By Kate Ariano 

Today’s generation is always plugged in, but come to find out, we are lonelier than ever.

“I am so happy to be here and I love the theme connection is prevention,” says Dr. Julianne Holt-Lunstad.

Holt-Lunstad is a professor of psychology and neuroscience who speaks to the imminent danger loneliness poses for adults across the country.  She shared her insight with the University of Connecticut community on Thursday, October 11 in the Dodd Research Center.

She talked to UConn students and faculty about the harmful effects that social disconnection can have on an individual. She also presented potential solutions to the problem of “chronic loneliness”, as described by “Fortune.”

Holt-Lunstad says it’s commonly said that disconnection is as bad for your health as smoking. She says just like we need fresh food and clean water to survive, we need a good quality of relationships as well. With it, she says, social connection can lead to a 50% reduction in risk for mortality.

One of the UConn professors in attendance of the lecture was Dr. Yihfra Kaminar, whose teachings over at the UConn School of Medicine in Farmington focus heavily on substance use disorders in adolescence.

Hold-Lunstad’s lecture was a part of the suicide prevention campaign at the University of Connecticut Storrs campus. Photo: Kevin Lindstrom/The Daily Campus

Kaminar says “…unfortunately we see increasing depression rates, suicide is going up as well as all kinds of other epidemics like obesity, the opiate epidemic, the cocaine epidemic, and they’re most likely is some connectivity or association not necessarily causation when all of these increase in prevalence.” 

To Holt-Lunstad, the way to “treat” social disconnection starts by educating people, especially government officials. She says we need to lay the ground rules for what a healthy quality and quantity of social connection looks like. She calls this the “consensus guidelines for social connection”.

Holt-Lunstad also proposes what the National Academy of Medicine, formerly known as the Institute of Medicine, has recommended in the past: incorporating information about each individual person’s social connection into their electronic health records.
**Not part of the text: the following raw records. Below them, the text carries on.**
Issue #10992, opened 2020-03-30
Meteor less package outdated


DavidSichau:
I have some issues with the meteor less package:

1. It is quite outdated compared to less.js. This leads in our case to some problems with antd4 which requires some features available in less 3.7.0 or later. The new math mode.

2. I do not find the current location of the less package in meteor. All links point to /packages/less. However in the current develop branch this is missing. Where did it move?

3. In addition it would be nice to be able to pass options to the less compiler.

DavidSichau:
I have created an new version with less 3.11.2:

https://github.com/DavidSichau/meteor-less

If there is an interest, I could merge my changes into the official meteor less package.

filipenevola:
Hi @DavidSichau, Meteor less package is here https://github.com/meteor/meteor/tree/devel/packages/non-core/less

Please submit a PR updating it. Thanks.

DavidSichau:
Hi @filipenevola 

thanks for pointing to it. I have created an pull request:

https://github.com/meteor/meteor/pull/10995

Thanks a lot.

BrianMulhall:
@DavidSichau i tried to update this version recently, but couldn't get test group 3 and 8 to pass for some reason. the lru-cache node package that the caching-compiler atmosphere package relies on fails during testing. did you run into this problem too? i couldnt figure out what was causing it to fail

DavidSichau:
@BrianMulhall I saw this error if an error occured in the `loadFile` methode. For example by not finding the file.

BrianMulhall:
@DavidSichau i wasnt on the right track to fix that bug ... I am glad you came along and fixed it tho and showed me how you did it :) great work man

PR #10995, opened 2020-03-31
Updated less package

DavidSichau:
This pull request updates less to the current version 3.11.1 from 2.5.0. Closing #10992.

I added the `javascriptEnabled` flag to less to maintain backwards compatbility, as this was the default behavior before 3.0.0 of less.

In addition I configured the file loader in a way that it loads files as less if they have no ending provided, accoriding to the documentation of less: http://lesscss.org/features/#import-atrules-feature-file-extensions

The main changes in the code were:

- Rewrite the `loadFile` function as this requires to return a promise.
- In addition I refactored the code to use template string syntax.

### DIFF
--- a/packages/non-core/less/.npm/plugin/compileLessBatch/npm-shrinkwrap.json
+++ b/packages/non-core/less/.npm/plugin/compileLessBatch/npm-shrinkwrap.json
@@ -7,19 +7,14 @@
       "integrity": "sha512-7hGhzlcmg01CvH1EHdSPVXYX1aJ8KCEyz6I9xYIi/asDtzBPMyMhVibhM/K6g/5qnKBwjZtp10bNZIEFTRW1MA=="
     },
     "ajv": {
-      "version": "5.5.2",
-      "resolved": "https://registry.npmjs.org/ajv/-/ajv-5.5.2.tgz",
-      "integrity": "sha1-c7Xuyj+rZT49P5Qis0GtQiBdyWU="
-    },
-    "amdefine": {
-      "version": "1.0.1",
-      "resolved": "https://registry.npmjs.org/amdefine/-/amdefine-1.0.1.tgz",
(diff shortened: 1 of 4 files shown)


DavidSichau:
Will this be released with the next meteor release or will it be released independent?

benjamn:
@DavidSichau Independently, just now! Try `meteor update less`?

benjamn:
When testing this out in an application, I'm seeing
```
Error: Failed to decode Less path: https://fonts.googleapis.com/css?family=Source+Sans+Pro:400,500,300,400italic,600,700
    at decodeFilePath (packages/compileLessBatch/plugin/compile-less.js:188:11)
```
@DavidSichau I know you didn't change the regular expression matching logic in this code
```js
function decodeFilePath (filePath) {
  const match = filePath.match(/^{(.*)}\/(.*)$/);
  if (! match)
    throw new Error(`Failed to decode Less path: ${filePath}`);
```
… but do you have any idea why the `less` plugin might have started passing unresolvable (plain CSS) URLs to the `decodeFilePath` function?

DavidSichau:
It might be that the file was previously not loaded by less. 

Either it was a file included without ending or maybe this change in less: https://github.com/less/less.js/pull/3453

ulion:
I'd like to use the new less package, but I got this:
```
   error: Conflict: Constraint less@2.8.0 is not satisfied by less 3.0.1.
   Constraints on package "less":
   * less@3.0.1 <- top level
   * less@2.8.0 <- accounts-ui 1.3.1 <- accounts-facebook 1.3.2
   * less@2.7.12 <- accounts-ui-unstyled 1.4.2 <- accounts-ui 1.3.1 <- accounts-facebook
   1.3.2
```
While the accounts-facebook is newest even I specify the less version 3.0.1 in .meteor/packages file.

So, any one can help or tell me how to overcome this conflict to use new less package?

Small moments of connection is the last piece of advice that Holt-Lunstad has for the community. She says “It’s our everyday little actions that have a cumulative effect on our overall, long term health.”

In “greater prioritization” of the importance of healthy social connection in people’s’ lives, we can better treat those who are suffering from loneliness and the effects of prolonged isolation.

Based on Holt-Lunstad’s observations, our disconnection problem cannot be solved in a day, but by recognizing the magnitude of the issue, she says we can make small steps towards a common goal: a healthy connection with the world around us.